[Data for review]

PR #52, opened 2020-12-01
HEEDLS-212 Add SessionService (and tests) to track sessions

benjimarshall:
## Changes

- Add `SessionService` to manage interactions with sessions, with methods to:
    - Start or restart a session
    - Update the duration of a session
    - Make a session as inactive
This is the DB side of HEEDLS-212. This will need to be connected up to the Controllers in a future PR.

## Testing
Added unit tests to check the three methods of the service to ensure they behave as expected.

### DIFF
--- a/DigitalLearningSolutions.Data.Tests/Helpers/SessionTestHelper.cs
+++ b/DigitalLearningSolutions.Data.Tests/Helpers/SessionTestHelper.cs
@@ -1,0 +1,45 @@
+﻿namespace DigitalLearningSolutions.Data.Tests.Helpers
+{
+    using System.Collections.Generic;
+    using Dapper;
+    using DigitalLearningSolutions.Data.Models;
+    using FluentAssertions;
+    using Microsoft.Data.SqlClient;
+
+    public class SessionTestHelper
+    {
+        private SqlConnection connection;
+
+        public SessionTestHelper(SqlConnection connection)
+        {
+            this.connection = connection;
+        }
+
+        public Session? GetSession(int sessionId)
+        {
+            return connection.QueryFirstOrDefault<Session>(
+                @"SELECT SessionID, CandidateID, CustomisationID, LoginTime, Duration, Active
+                    FROM Sessions
+                   WHERE SessionID = @sessionId",
+                new { sessionId });
+        }
+
+        public IEnumerable<Session> GetCandidateSessions(int candidateId)
+        {
+            return connection.Query<Session>(
+                @"SELECT SessionID, CandidateID, CustomisationID, LoginTime, Duration, Active
+                    FROM Sessions
+                   WHERE CandidateID = @candidateId",
+                new { candidateId });
+        }
+
+        public static void SessionsShouldBeApproximatelyEquivalent(Session session1, Session session2)
+        {
+            session1.CandidateId.Should().Be(session2.CandidateId);
+            session1.CustomisationId.Should().Be(session2.CustomisationId);
+            session1.Duration.Should().Be(session2.Duration);
+            session1.Active.Should().Be(session2.Active);
+            session1.LoginTime.Should().BeCloseTo(session2.LoginTime, 10000);
+        }
+    }
+}
--- a/DigitalLearningSolutions.Data.Tests/Helpers/SessionTestHelper.cs
+++ b/DigitalLearningSolutions.Data.Tests/Helpers/SessionTestHelper.cs
@@ -1,5 +1,6 @@
 ﻿namespace DigitalLearningSolutions.Data.Tests.Helpers
 {
+    using System;
     using System.Collections.Generic;
     using Dapper;
     using DigitalLearningSolutions.Data.Models;
@@ -33,13 +34,28 @@
                 new { candidateId });
         }
 
+        public static Session CreateDefaultSession(
+            int sessionId,
+            int candidateId = 101,
+            int customisationId = 1240,
+            DateTime? loginTime = null,
+            int duration = 0,
+            bool active = true
+        )
+        {
+            loginTime ??= DateTime.Now;
+            return new Session(sessionId, candidateId, customisationId, loginTime.Value, duration, active);
+        }
+
         public static void SessionsShouldBeApproximatelyEquivalent(Session session1, Session session2)
         {
+            const int tenSecondsInMilliseconds = 10000;
+
             session1.CandidateId.Should().Be(session2.CandidateId);
             session1.CustomisationId.Should().Be(session2.CustomisationId);
             session1.Duration.Should().Be(session2.Duration);
             session1.Active.Should().Be(session2.Active);
-            session1.LoginTime.Should().BeCloseTo(session2.LoginTime, 10000);
+            session1.LoginTime.Should().BeCloseTo(session2.LoginTime, tenSecondsInMilliseconds);
         }
     }
 }
--- a/DigitalLearningSolutions.Data.Tests/Services/SessionServiceTests.cs
+++ b/DigitalLearningSolutions.Data.Tests/Services/SessionServiceTests.cs
@@ -38,14 +38,7 @@
                 newSession.Should().NotBeNull();
                 SessionTestHelper.SessionsShouldBeApproximatelyEquivalent(
                     newSession!,
-                    new Session(
-                        sessionId,
-                        candidateId,
-                        customisationId,
-                        DateTime.Now,
-                        0,
-                        true
-                    )
+                    SessionTestHelper.CreateDefaultSession(sessionId, candidateId, customisationId)
                 );
             }
         }
@@ -66,14 +59,7 @@
                 newSession.Should().NotBeNull();
                 SessionTestHelper.SessionsShouldBeApproximatelyEquivalent(
                     newSession!,
-                    new Session(
-                        sessionId,
-                        candidateId,
-                        customisationId,
-                        DateTime.Now,
-                        0,
-                        true
-                    )
+                    SessionTestHelper.CreateDefaultSession(sessionId)
                 );
             }
         }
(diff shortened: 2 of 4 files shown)


DigitalLearningSolutions.Data.Tests/Helpers/SessionTestHelper.cs
```diff
@@ -0,0 +1,45 @@
...
+                new { candidateId });
+        }
+
+        public static void SessionsShouldBeApproximatelyEquivalent(Session session1, Session session2)
+        {
+            session1.CandidateId.Should().Be(session2.CandidateId);
+            session1.CustomisationId.Should().Be(session2.CustomisationId);
+            session1.Duration.Should().Be(session2.Duration);
+            session1.Active.Should().Be(session2.Active);
+            session1.LoginTime.Should().BeCloseTo(session2.LoginTime, 10000);
```
FridaTveit, line 42: Is the 10000 milliseconds? 🙂

DigitalLearningSolutions.Data.Tests/Services/SessionServiceTests.cs
```diff
@@ -0,0 +1,166 @@
...
+                const int customisationId = 1240;
+                var sessionId = sessionService.StartOrRestartSession(candidateId, customisationId);
+
+                // Then
+                var newSession = sessionTestHelper.GetSession(sessionId);
+
+                newSession.Should().NotBeNull();
+                SessionTestHelper.SessionsShouldBeApproximatelyEquivalent(
+                    newSession!,
+                    new Session(
```
FridaTveit, line 69: Could have a helper method to create a session, like we have for e.g. course content, so that you can only override the fields you care about 🙂

DigitalLearningSolutions.Data.Tests/Services/SessionServiceTests.cs
```diff
@@ -0,0 +1,166 @@
...
+        public void UpdateSessionDuration_Should_Only_Update_Given_Active_Sessions()
+        {
+            const int twoMinutesInMilliseconds = 120 * 1000;
+
+            using (new TransactionScope())
+            {
+                // When
+                const int candidateId = 9;
+                const int sessionId = 473;
+                var startingSessions = sessionTestHelper.GetCandidateSessions(candidateId);
```
FridaTveit, line 127: I think some of these tests, especially this would, would benefit from having a `// Given` section as well, to make it a bit clearer what's actually being tested 🙂

DigitalLearningSolutions.Data.Tests/Services/SessionServiceTests.cs
```diff
@@ -0,0 +1,166 @@
...
+                var newSessions = sessionTestHelper.GetCandidateSessions(candidateId).ToList();
+
+                newSessions
+                    .Where(session => session.SessionId != sessionId)
+                    .Should()
+                    .BeEquivalentTo(startingSessions.Where(session => session.SessionId != sessionId));
+
+                var newSession = newSessions.First(session => session.SessionId == sessionId);
+                DateTime.Now.Should().BeCloseTo(
+                    newSession.LoginTime.AddMinutes(newSession.Duration),
```
FridaTveit, line 141: Is duration in minutes? 🙂

DigitalLearningSolutions.Data.Tests/Services/SessionServiceTests.cs
```diff
@@ -0,0 +1,166 @@
...
+                // Then
+                var newSessions = sessionTestHelper.GetCandidateSessions(candidateId).ToList();
+
+                newSessions
+                    .Where(session => session.SessionId != sessionId)
+                    .Should()
+                    .BeEquivalentTo(startingSessions.Where(session => session.SessionId != sessionId));
+
+                var newSession = newSessions.First(session => session.SessionId == sessionId);
+                DateTime.Now.Should().BeCloseTo(
```
FridaTveit, line 140: I think this assertion is the wrong way around. It should be `actual.Should().SomeAssertion(expected)` 🙂

DigitalLearningSolutions.Data.Tests/Services/SessionServiceTests.cs
```diff
@@ -0,0 +1,166 @@
...
+            {
+                // When
+                const int candidateId = 9;
+                const int sessionId = 473;
+                var startingSessions = sessionTestHelper.GetCandidateSessions(candidateId);
+
+                sessionService.UpdateSessionDuration(sessionId);
+
+                // Then
+                var newSessions = sessionTestHelper.GetCandidateSessions(candidateId).ToList();
```
FridaTveit, line 132: I think `updatedSessions` might be more descriptive? As otherwise it's easy to mistake these for sessions which have just been added 🙂

DigitalLearningSolutions.Data.Tests/Services/SessionServiceTests.cs
```diff
@@ -0,0 +1,166 @@
...
+
+                newSessions
+                    .Where(session => session.SessionId != sessionId)
+                    .Should()
+                    .BeEquivalentTo(startingSessions.Where(session => session.SessionId != sessionId));
+
+                var newSession = newSessions.First(session => session.SessionId == sessionId);
```
FridaTveit, line 139: `activeSession` might be more descriptive? 🙂

DigitalLearningSolutions.Data/Services/SessionService.cs
```diff
@@ -0,0 +1,52 @@
...
+        private readonly IDbConnection connection;
+
+        public SessionService(IDbConnection connection)
+        {
+            this.connection = connection;
+        }
+
+        private const string stopSessionsSql =
+            @"UPDATE [Sessions] SET [Active] = 0
+              WHERE [CandidateId] = @candidateId;";
```
FridaTveit, line 24: Minor but I don't think the square brackets are necessary? Shouldn't cause an issue but might be worth removing for consistency 🙂

FridaTveit (commented):

DigitalLearningSolutions.Data.Tests/Services/SessionServiceTests.cs
benjimarshall: Yep, the duration is calculated using `DATEDIFF(minute, [LoginTime], GetUTCDate())` in `SessionService` which calculates to the nearest minute 🙂

DigitalLearningSolutions.Data.Tests/Services/SessionServiceTests.cs
benjimarshall: I'm not quite sure what you mean here. These lines are to check the values in the session that has just been inserted are correct using equality for most of the fields, but using approximate equality for the `LoginTime` (because I won't know precisely which millisecond the event will be created at). How could I use a create-session method to help with this? 🙂

DigitalLearningSolutions.Data.Tests/Services/SessionServiceTests.cs
FridaTveit: Okay, great. I assume it was also in minutes in the old code/query? 🙂

DigitalLearningSolutions.Data.Tests/Services/SessionServiceTests.cs
FridaTveit: Sorry, I just meant to create the Session object. We already have a few methods like that e.g. to create a CourseContent object. So instead of having to call the constructor with all the fields that requires, you call your helper method which has defaults for every constructor parameter so you only need to specify the parameters you really care about in your test. Does that make sense? 🙂

DigitalLearningSolutions.Data/Services/SessionService.cs
benjimarshall: Yep, removed nearly all of them in a4825ca 🙂 The only one I left was `[SessionID]`, which doesn't strictly need the square brackets but it is very similar to the keyword `Session_ID` so I think it is worth keeping the square brackets to stop any accidents from happening. I can remove that pair as well if you would prefer 🙂

DigitalLearningSolutions.Data.Tests/Helpers/SessionTestHelper.cs
benjimarshall: Yep! I moved it into a `const` in a4825ca 🙂

DigitalLearningSolutions.Data.Tests/Services/SessionServiceTests.cs
benjimarshall: I hadn't come across that before. I've added given sections for the tests that collect `startingSessions` before interacting with the `SessionService` in a4825ca 🙂

DigitalLearningSolutions.Data.Tests/Services/SessionServiceTests.cs
benjimarshall: Yep, sorry! Fixed in a4825ca 🙂

DigitalLearningSolutions.Data.Tests/Services/SessionServiceTests.cs
benjimarshall: Yeah I agree. Changed in a4825ca 🙂

DigitalLearningSolutions.Data.Tests/Services/SessionServiceTests.cs
benjimarshall: Yeah I agree. Changed in a4825ca 🙂

DigitalLearningSolutions.Data.Tests/Services/SessionServiceTests.cs
benjimarshall: Ah I see! I've done that in a4825ca 🙂

DigitalLearningSolutions.Data.Tests/Services/SessionServiceTests.cs
benjimarshall: That was part of the query on the HEEDLS-212 ticket description. I assume that was part of the old code but I can check if you like? 🙂

FridaTveit: I see, great. Yes that's from the old code so no need to check. Thanks for confirming 🙂

DigitalLearningSolutions.Data/Services/SessionService.cs
```diff
@@ -0,0 +1,52 @@
...
+    public class SessionService : ISessionService
+    {
+        private readonly IDbConnection connection;
+
+        public SessionService(IDbConnection connection)
+        {
+            this.connection = connection;
+        }
+
+        private const string stopSessionsSql =
```
FridaTveit, line 22: Sorry missed this earlier, this should be declared above the constructor 🙂

FridaTveit (commented):
One tiny thing, otherwise looks great 🙂

DigitalLearningSolutions.Data/Services/SessionService.cs
benjimarshall: Fixed in 91b2354 🙂

FridaTveit (approved):
Looks good 🙂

[/Data for review]

What you have to do » Among the lines of the data, which ones contain the word "Models"? Show them.

Response to this task »
+    using DigitalLearningSolutions.Data.Models;
     using DigitalLearningSolutions.Data.Models;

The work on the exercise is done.